Appellate review of a trial court's order granting summary adjudication of issues requires an examination of the pleadings, the moving party's showing, and, if necessary, the opposing party's showing in order to determine whether a triable issue of material fact exists. (LaRosa v. Superior Court (1981) 122 Cal.App.3d 741, 744-745, 176 Cal.Rptr. 224.) In light of such governing principles, we discuss the three principal issues raised by the petition.

Use of PCBs as an Abnormally Dangerous Activity

Although the question whether an activity is abnormally dangerous is one of law (Smith v. Lockheed Propulsion Co. (1967) 247 Cal.App.2d 774, 785, 56 Cal.Rptr. 128), its resolution depends on an evaluation of several interrelated factors. (Ibid.; Rest.2d Torts, § 520.) The rationale supporting the imposition of strict liability for abnormally dangerous activities is "one of allocating a more or less inevitable loss to be charged against a complex and dangerous civilization, and liability is placed upon the party best able to shoulder it." ( Smith, supra, at p. 785, 56 Cal.Rptr. 128, quoting from Professor Prosser.)
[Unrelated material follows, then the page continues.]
PR #34818, opened 2024-08-06
adding mandatory endpointComposition data to XML for ZAP to consume

### LINKED ISSUE #32941: [Feature] XML Device Types define Endpoint Composition
### Feature description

PG & E argues that the activity to be analyzed is limited to the "maintenance and operation of high-voltage electric power lines and transformers." Relying primarily on Pierce v. Pacific Gas & Electric Co. (1985) 166 Cal.App.3d 68, 212 Cal.Rptr. 283, PG & E argues that the only act in which it was engaged was the commonplace activity of supplying electrical power. We think PG & E's characterization of the question is overbroad.

In Pierce, supra, injury was sustained by reason of commonly known dangers associated with the transmission and supply of electricity. Here, in contrast, the focus of our inquiry is properly centered on the activity that created the risk of harm. Thus, the precise issue here, as properly framed, is whether the use of this type of electrical transformer containing a hazardous toxic substance in a densely populated location can be considered commonplace and within the experience of the larger community.

Having defined the nature of the activity to be analyzed, we look to the factors described in section 520 of the Restatement Second of Torts 5 to determine whether an activity is abnormally dangerous. 6 Because the trial court based its conclusion of non-ultrahazardousness on its finding that the activity was one of common usage, we focus our attention specifically on that Restatement factor.

Under the Restatement view, it is not necessary that all of the factors be present in a particular case. However, "The usual dangers resulting from an activity that is one of common usage are not regarded as abnormal, even though a serious risk of harm cannot be eliminated by all reasonable...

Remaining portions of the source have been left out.